-- Data to examine follows --
PR #1147, opened 2017-02-03
Added timezone to test so that it no longer fails when run in CET.

trishagee:
This test always fails for me locally, it shows an actual date of yesterday rather than today.  Adding a specific timezone appears to have fixed it for me.

### DIFF
--- a/morphia/src/test/java/org/mongodb/morphia/aggregation/AggregationTest.java
+++ b/morphia/src/test/java/org/mongodb/morphia/aggregation/AggregationTest.java
@@ -148,7 +148,7 @@ public class AggregationTest extends TestBase {
     @Test
     public void testDateToString() throws ParseException {
         checkMinServerVersion(3.0);
-        Date joined = new SimpleDateFormat("yyyy-MM-dd").parse("2016-05-01");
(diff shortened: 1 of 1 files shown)


udoheld:
The current master seems to be broken, the same test failed for me as well.

20:41:45.857 [DEBUG] [TestEventLogger] org.mongodb.morphia.aggregation.AggregationTest > testDateToString FAILED
20:41:45.858 [DEBUG] [TestEventLogger]     org.junit.ComparisonFailure: expected:<2016-0[5-01]> but was:<2016-0[4-30]>
20:41:45.858 [DEBUG] [TestEventLogger]         at org.junit.Assert.assertEquals(Assert.java:115)
20:41:45.858 [DEBUG] [TestEventLogger]         at org.junit.Assert.assertEquals(Assert.java:144)
20:41:45.858 [DEBUG] [TestEventLogger]         at org.mongodb.morphia.aggregation.AggregationTest.testDateToString(AggregationTest.java:165)


After pulling the fix it works in AEST as well.

trishagee:
@jyemin Pretty please can you check this and accept it?  The build will not work in a number of timezones (including the UK and Europe!) without this fix.

PR #1150, opened 2017-02-16
Projection expressions with single arguments e.g. {"$size": "$source"}

kothar:
After #667 was merged, expressions could be composed such as

`Projection.expression("$size", Projection.projection("field"))`

Which would be translated to:

`{"$size": ["$field"]}`

Though `$size` only accepts a single argument, an array containing a single string is also accepted.

After @e95cdc3271408000bc57cf8f94c9468de55f1c43 ([Location of change](https://github.com/mongodb/morphia/commit/e95cdc3271408000bc57cf8f94c9468de55f1c43#diff-b8c970e87e213b797b5f99cabb700305R262)) a check was added to unwrap single-argument expressions, but it assumes that the type of the argument is a `DBObject`. This fails in the above case, where the argument is a projection reference string.

This PR adds a helper method for `$size` projection expressions, and a corresponding test to make sure the argument is unwrapped correctly from the arguments list.

The fix for the `ClassCastException` moves the unwrapping check to the caller of `toExpressionArgs` so that the string value can be handled without a cast to DBObject causing an exception.

### DIFF
--- a/morphia/src/main/java/org/mongodb/morphia/aggregation/AggregationPipelineImpl.java
+++ b/morphia/src/main/java/org/mongodb/morphia/aggregation/AggregationPipelineImpl.java
@@ -223,7 +223,6 @@ public class AggregationPipelineImpl implements AggregationPipeline {
      * @param projection the project to apply
      * @return the DBObject
      */
-    @SuppressWarnings("unchecked")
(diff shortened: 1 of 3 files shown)


evanchooly:
rebased and merged.
Thank you for the patch and I apologize for the delay.

PR #1163, opened 2017-05-01
remove morphiaiterator & morphiakeyiterator from public exp…

amanchoudhary:
…osed api and replacing it with iterator


evanchooly:
First, thanks for all the work.  I agree with the spirit of this change and have done similar work in the 2.0 branch.  But these are breaking changes in the 1.x line and so can not be merged.  This will happen in 2.0, though.

PR #1186, opened 2017-08-22
fix the call getCursor error

shrekxu:
When call the getCursor function, it will throw the following exception, just need to use the com.mongodb.Cursor to solve this problem.
java.lang.ClassCastException: com.mongodb.MongoCursorAdapter cannot be cast to com.mongodb.DBCursor
	at org.mongodb.morphia.query.MorphiaIterator.getCursor(MorphiaIterator.java:76)

### DIFF
--- a/morphia/src/main/java/org/mongodb/morphia/query/MorphiaIterator.java
+++ b/morphia/src/main/java/org/mongodb/morphia/query/MorphiaIterator.java
@@ -1,6 +1,7 @@
 package org.mongodb.morphia.query;
 
 
+import com.mongodb.Cursor;
 import com.mongodb.DBCursor;
 import com.mongodb.DBObject;
 import org.mongodb.morphia.Datastore;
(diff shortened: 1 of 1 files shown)


shrekxu:
After this bug fixed, we can use the getCursor return the cursor to get the DBObject. it will very easy to get the Aggregation result without creating a defined Class.

jyemin:
While I agree that it's useful, this change breaks binary compatibility for any existing users of the getCursor method.  To avoid this problem, consider instead adding a new method, e.g.

    public Cursor getRawCursor() {
        return (Cursor) wrapped;
    }

I don't love the name, but the good name is already taken.  

What do you think @evanchooly ?

evanchooly:
i'm not entirely sure the "why" of this PR at this point.  In fact, that method's not even used by Morphia so I'm questioning why it's even there.  It *is* gone in the 2.0 code as this whole class goes away.  I'm going to close this PR for now but if this issue is still a bother if you could file an issue with a test case to reproduce we can take another look at it.

PR #1191, opened 2017-09-19
Fix wrong position of IndexOptions in doc

polo2ro:
options = @IndexOptions must be set in @Index and not in @Field


docs/reference/content/guides/indexing.md
```diff
@@ -25,7 +25,10 @@ has two primary components to cover here:  `fields` and `options`.  An index def
 @Entity
 @Indexes({
     @Index(fields = @Field("field2", type = DESC)),
```
jyemin: This is actually incorrect as well.  It should be:

         @Index(fields = @Field(value = "field2", type = DESC)),

Would you mind fixing that as well?

polo2ro: I added this to the branch

PR #1222, opened 2018-01-19
performance improvement: memoized some logically static properties

### LINKED ISSUE #1221: Query performance could be better if expensive mappings are memoized
This is a request for performance improvements. 
The issue is noticeable especially for bigger java object, in terms of total number of mapped fields. 

I suggest to memoize 
- java FieldsNames -> mongo keys
- the typeConverters for classes and MappedFields 
- the CustomMapper for a MappedFields

Some experiments show a potential performance increase of around 50% (this depends of course heavily on the actual usecase) 

Regards,
Vincenz

VPriesnitz:
this resolves #1221 

I added an adhoc unitTest that displays the performance differences. 
It is "@Ignored" as to not slow down the build.


evanchooly:
I like the numbers but org.mongodb.morphia.ext.ExternalMapperExtTest#testExternalMapping is currently failing with this patch.  Can you dig in to why?

evanchooly:
looks like you need a rebase...

VPriesnitz:
i think i have addressed all issues, could you please take another look?

PR #1227, opened 2018-01-30
Simple interface for discriminator persistence

jwilner:
Hi! I'd like to propose adding two interfaces for a rudimentary polymorphic discriminator system to Morphia. 

### background

Morphia currently handles polymorphic deserialization by storing a fully qualified class name in a hardcoded `className` field. Although simple and predictable, this method imposes serious restrictions on clients of the objects. Repackaging a class requires jumping through hoops in production, and non-Java clients of the serialized data types are at a disadvantage. 

### similar solutions to the problem

Other Java serialization libraries like Jackson and JAXB provide for logical names as discriminator values, which provide greater flexibility via their indirection. See, for example, Jackson's `@JsonTypeInfo` [annotation ](http://fasterxml.github.io/jackson-annotations/javadoc/2.9/) with its `Use.NAME` enum name. 

### proposed code

In this pull request, I encapsulated the `className` field and its class loader logic with two interfaces -- a `ClassInfoPersister` and a `ClassIdMapper`. The `ClassInfoPersister` is tasked with, well, persisting class information; it provides methods for storing class information, removing class information, adding class information to a projection, and lastly, loading a `Class<T>` from data. The `ClassIdMapper` is a simpler interface to implement; it just goes from `String` class id to `Class<T>` and vice versa. 

### expected usage

Many type discriminator strategies will still use one fixed field -- `className` or `@type` -- for their class id; in this case, they need only implement `ClassIdMapper` and parameterize `DefaultClassInfoPersister`. On the other hand, if you want to implement a more complicated discriminator pattern -- e.g. dispatching off a preexisting enum field -- you'll likely need to implement the larger interface. I also provided a pretty common sense implementation of `ClassIdMapper` that is backed by a simple map (I'm going to use this one immediately in some other code).

With an eye towards more complicated future implementations, most of the `ClassInfoPersister` methods include a `Class<?>` for any known supertypes currently available (e.g. either the type of a `MappedField` or an entity), although the provided implementation ignores those values.

### backwards compatibility

The default implementation is completely backwards compatible. There are no changes to `public` or `protected` APIs; I did however take the liberty of deprecating three members:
-- Data to examine concluded --
** Your assignment **
Once you find the line with "docs/reference/content/guides/indexing.md" in the entries above, output it and each line after it up to and including the line with "performance improvement: memoized", and nothing else.

** Task response **
docs/reference/content/guides/indexing.md
```diff
@@ -25,7 +25,10 @@ has two primary components to cover here:  `fields` and `options`.  An index def
 @Entity
 @Indexes({
     @Index(fields = @Field("field2", type = DESC)),
```
jyemin: This is actually incorrect as well.  It should be:

         @Index(fields = @Field(value = "field2", type = DESC)),

Would you mind fixing that as well?

polo2ro: I added this to the branch

PR #1222, opened 2018-01-19
performance improvement: memoized some logically static properties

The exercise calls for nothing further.